PR #699, opened 2024-11-05
Fixes for jdbcstore, jdbcconfig & jndi

tldev-de:
Hi there,

this is my first contribution to this project, so please give me feedback if there is anything I can do better.

This commit fixes two problems, I experienced while using it for a larger deployment:

1. jdbcstore does not get activated, since the changed configuration is written in `jdbcstore.propertiesproperties` instead of `jdbcstore.properties`
2. jdbcconfig & jdbcstore cannot be used with jndi enabled, since the postgresql driver is not available

The first issue is solved by just fixing the filename. The second issue is fixed by adding the respective line to enable jndi in [jdbcconfig](https://docs.geoserver.org/main/en/user/community/jdbcconfig/configuration.html#jndi) / [jdbcstore](https://docs.geoserver.org/2.22.x/en/user/community/jdbcstore/configuration.html#jndi).

if you need more details to understand these problems, please let me know.

Hope this helps :)


scripts/functions.sh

**EXERCISE GOAL:** In how many lines of the listing does the word "configuration" appear? Give the number and no other words.

**OUTPUT OF THE EXERCISE:** 2